▶ [TASK PROMPT] Although the data below holds other lines too, output only those from the line with "At a 485s baseline, a" up to and including the line with "Restoring real headroom", exactly as they appear.

Top of INPUT FOR THIS TASK

Issue #3032, opened 2026-07-30
ci: ledger package runs at 80% of the go test timeout and intermittently times out


wolf31o2:
The `github.com/blinklabs-io/dingo/ledger` package is close enough to the per-package `go test` timeout that a slightly slower runner fails the job, on PRs that do not touch the ledger at all.

Observed on the Linux go-test job for #3020:

```
panic: test timed out after 10m0s
FAIL	github.com/blinklabs-io/dingo/ledger	600.143s
```

Every other package in that same run passed, including macOS and Windows for the identical commit. #3020 changes 16 files, none of them under `ledger/`, and the only cross-package change is a new `MetadataStore` interface method that no ledger code path calls.

On the most recent successful main run (job 91011785649) the same package reports:

```
ok  	github.com/blinklabs-io/dingo/ledger	483.337s
```

So the package normally consumes about 483s of a 600s budget, leaving roughly two minutes of headroom. Any runner slower than usual, or any test that grows slightly, crosses the line. The failure then lands on whichever PR happens to be running, which makes it look like that PR broke something.

The goroutine dump at the timeout showed the test binary inside `ledger/account_expiry_renew_test.go`, but that is where the clock ran out rather than necessarily the slow test.

Why this matters beyond the flake

A red check on an unrelated PR costs a review cycle each time it happens, and it trains people to re-run rather than read failures. It also means a genuine ledger slowdown has no margin left to show up as a signal.

Suggested approaches, roughly in order of value

Find where the time actually goes: run the package with `-v` and sort by elapsed time, or use `go test -json` to rank tests. A small number of tests very likely dominate the 483s.

Reduce the dominant costs where possible. Per project guidance the usual culprits are fixture-heavy setup repeated per test and real epoch or snapshot work that could share a fixture.

Consider whether some of the slowest cases belong in a longer-running suite rather than the default package run.

Raising `-timeout` is the least useful fix on its own: it hides the trend instead of restoring margin. If it is raised as a stopgap, pair it with the profiling above so the real number is known.

Scope

Measure per-test durations in `ledger` and record the top contributors in the issue.

Reduce or relocate the dominant ones so the package has meaningful headroom again.

Confirm on the Linux runner, which is the slowest of the three platforms for this package.

Related

Surfaced while merging the Blockfrost work: #3020

wolf31o2:
Direct measurement, which makes this worse than the CI logs suggested.

[...]

PR #3033, opened 2026-07-30
ci: set an explicit go test timeout on the race-instrumented job

wolf31o2:
Adds `-timeout 20m` to the Linux go-test job. One line plus a comment explaining why.

## Why

That job runs `go test -tags dingo_extra_plugins -ldflags="-s -w" -race ./...`. Go defaults to a 10 minute timeout per package binary, and under `-race` the `ledger` package alone consumes roughly 485s of it. That leaves about two minutes of headroom, so the default is acting as the binding constraint rather than as a safety net: a runner 15 to 25 percent slower than average crosses the line.

When that happens the failure lands on whichever pull request happens to be running, and reads as if that change broke something.

## Evidence it is runner variance, not a regression

Observed twice consecutively on #3020:

```
panic: test timed out after 10m0s
FAIL	github.com/blinklabs-io/dingo/ledger	600.143s
```

Every other package in that run passed. #3020 changes 16 files, none under `ledger/`, and its only cross-package change is a new `MetadataStore` interface method that no ledger path calls.

The same content passes on the branch stacked directly on top of it:

```
ok  	github.com/blinklabs-io/dingo/ledger	480.954s   (feat/3011-pools-list)
ok  	github.com/blinklabs-io/dingo/ledger	491.393s   (feat/2934-account-activity-endpoints)
ok  	github.com/blinklabs-io/dingo/ledger	483.337s   (main)
```

macOS and Windows pass on the identical commit because `go-test-other` does not enable `-race`.

Comparing package durations between the failing run and a passing one shows the whole runner was slower, not one test:

| package | failing | passing | delta |
|---|---|---|---|
| ledger/governance | 123.7s | 100.3s | +23% |
| ledgerstate | 39.6s | 34.9s | +14% |
| ouroboros | 55.6s | 48.8s | +14% |
| midnight/indexer | 76.5s | 69.9s | +9% |
| ledger/snapshot | 215.0s | 218.4s | -2% |
| mithril | 80.9s | 89.1s | -9% |

At a 485s baseline, a 15 to 23 percent slower runner puts `ledger` between 558s and 597s, straddling the limit. That accounts for the timeouts without any change in behavior.

The goroutine dump reported `running tests: TestVerifyRegisteredVrfKey_AcceptsRetiredPoolRegistration (1s)`, i.e. one test alive for one second when the alarm fired. Nothing is deadlocked; the package simply accumulated the full budget.

## What this does and does not do

It does not make the suite faster, and it does not remove the underlying fragility. It stops ordinary runner variance from turning into a failed check on unrelated work.

Restoring real headroom is tracked in #3032, which asks for per-test durations under `-race` so the dominant contributors are known rather than guessed. Raising the timeout alone would hide that trend, which is why the issue stays open and the comment in the workflow points at it.

Only the race-instrumented job is changed. The macOS and Windows jobs keep the default, since without `-race` they finish in about 4 and 12 minutes respectively and have plenty of margin.

## Scope note

20m is chosen to sit roughly 2x above the current 485s worst case, so it absorbs variance without being so large that a genuine hang would sit in CI for a long time before failing.

---
## Summary by cubic
Set a 20m timeout for `go test -race` in the Linux CI job to prevent flaky timeouts when the `ledger` package approaches Go’s 10m per-package default. This stabilizes the race-instrumented job on slower runners; macOS and Windows jobs are unchanged.

<sup>Written for commit b70cb381ea7472ba6cce0d9ce831784e6029527f. Summary will update on new commits.</sup>

<a href="https://cubic.dev/pr/blinklabs-io/dingo/pull/3033?utm_source=github" target="_blank" rel="noopener noreferrer" data-no-image-dialog="true"><picture><source media="(prefers-color-scheme: dark)" srcset="https://www.cubic.dev/buttons/review-in-cubic-dark.svg"><source media="(prefers-color-scheme: light)" srcset="https://www.cubic.dev/buttons/review-in-cubic-light.svg">Review in cubic</picture></a>

## Summary by CodeRabbit

* **Tests**
  * Increased the timeout for Linux race-detection tests to 20 minutes.
  * Added documentation clarifying the timeout and expected test runtime.

### DIFF
--- a/.github/workflows/go-test.yml
+++ b/.github/workflows/go-test.yml
@@ -98,7 +98,14 @@ jobs:
       - name: go-build-minimal
         run: go build ./cmd/dingo
       - name: go-test
-        run: go test -tags dingo_extra_plugins -ldflags="-s -w" -race ./...
+        # Explicit -timeout because this job is race-instrumented. Go's
+        # default is 10m per package binary, and under -race the ledger
+        # package alone uses roughly 485s of it, so a runner 15-25% slower
+        # than average pushes it past the limit and fails a job on whichever
+        # PR happens to be running. See dingo #3032 for restoring real
+        # headroom; this only stops the default from being the binding
+        # constraint in the meantime.
+        run: go test -tags dingo_extra_plugins -ldflags="-s -w" -race -timeout 20m ./...
 
   # macOS and Windows jobs without Postgres service
   go-test-other:


wolf31o2:
Stronger evidence for this change, and a correction to the numbers in the description.

I measured the `ledger` package locally under the same flags this job uses (`-tags dingo_extra_plugins -ldflags="-s -w" -race`), running both refs sequentially on one machine so they could not contend for CPU:

```
main            fbe71ce4   ok  github.com/blinklabs-io/dingo/ledger  566.573s
PR #3020 tip    14252a98   ok  github.com/blinklabs-io/dingo/ledger  565.146s
```

Two corrections.

The description says the package uses roughly 485s of the 600s default. That came from CI runner logs and understates the problem: on real hardware it is about 566s, so roughly 94 percent of the budget with about 5 percent margin rather than the two minutes I claimed. The default is not merely the binding constraint, it is barely clearing.

And main is 1.4s slower than the branch that failed three times. So the timeouts were not caused by the change under test, which is what I expected but had only argued from the dependency graph rather than measured.

Also worth flagging honestly: this PR own Linux job passed with `ledger` at 499.670s, comfortably under the old default. So its green check does not demonstrate the fix working, it just got a fast runner. The justification is the numbers above, not this run.

That also means merging this does not guarantee #3020 goes green. What it does guarantee is that #3020 next run reports a real duration instead of being truncated at 600s, which is the number needed to size the work in #3032.

20m still looks like the right ceiling: about 2x the measured 566s worst case, enough to absorb runner variance without letting a genuine hang sit in CI for a long time.

chrisguiney (approved):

Bottom of INPUT FOR THIS TASK

▶ [OUTPUT FOR THIS EXERCISE]
At a 485s baseline, a 15 to 23 percent slower runner puts `ledger` between 558s and 597s, straddling the limit. That accounts for the timeouts without any change in behavior.

The goroutine dump reported `running tests: TestVerifyRegisteredVrfKey_AcceptsRetiredPoolRegistration (1s)`, i.e. one test alive for one second when the alarm fired. Nothing is deadlocked; the package simply accumulated the full budget.

## What this does and does not do

It does not make the suite faster, and it does not remove the underlying fragility. It stops ordinary runner variance from turning into a failed check on unrelated work.

Restoring real headroom is tracked in #3032, which asks for per-test durations under `-race` so the dominant contributors are known rather than guessed. Raising the timeout alone would hide that trend, which is why the issue stays open and the comment in the workflow points at it.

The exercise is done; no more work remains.